The same time synchronization process is used in IMT2000DS and CDMA2000. Synchronization
is achieved by locking the mobile to a short code burst (actually a continuous
stream of short code bursts) from the Node B. Achip symbol duration (0.26 μs) is
equivalent to 70 meters of flight time, which means potentially very accurate distance
information is available (for free) from the air interface. This is the basis for networkassisted
positioning and location services, which combine angle of arrival information
(from sectored antennas) with distance information.

A mobile can be seen by (and, in IMT2000 and CDMA2000, is supported by) more
than one base station/Node B giving additional positional information. Similarly, the
handset can see more than one base station. Because the positions (longitude and latitude)
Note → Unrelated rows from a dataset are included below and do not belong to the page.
PR #6182, opened 2026-06-17
Passing convertStageLinks to gnav code

bandana147:
* Added support for stage link conversion

Resolves: [MWPW-198846](https://jira.corp.adobe.com/browse/MWPW-198846)

**Test URLs:**
- Before: https://www.stage.adobe.com/?
- After: https://www.stage.adobe.com/?fedsbranch=stage-links&milolibs=gnav-stage-links

### DIFF
--- a/libs/c2/blocks/global-navigation/global-navigation.js
+++ b/libs/c2/blocks/global-navigation/global-navigation.js
@@ -64,7 +64,9 @@ export default async function init(el) {
       commands: [...commands, ...gnavMepCommands],
       handleCommands: personalizationHandler,
     },
-    convertStageLinks,
+    convertStageLinks: ({ anchors, hostname, href }) => {
+      convertStageLinks({ anchors, config, hostname, href });
+    },
   }).catch((error) => {
     window.lana?.log?.('Failed to initialize federal global navigation', {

of the base stations/Node Bs are known, then either a Node B or handset can
work out the handset’s position.
Value or quality in positioning/location depends on the accuracy of the fix, reliability
(how often the signal is usable), the consistency of the accuracy of the fix, and how
long it takes to make the fix (delay and delay variability). These in turn have an impact
on the power budget of the handset.
Table 13.2 compares the main options for network-based and handset-based location
and positioning systems. Cell ID is the simplest, but accuracy is variable, because
it is dependent on network density, as follows:
 Time difference of arrival (TDOA) uses time advance information from three
base stations and signal strength to give an accuracy of between 300 and 1100
meters. This involves a network upgrade but no handset upgrade.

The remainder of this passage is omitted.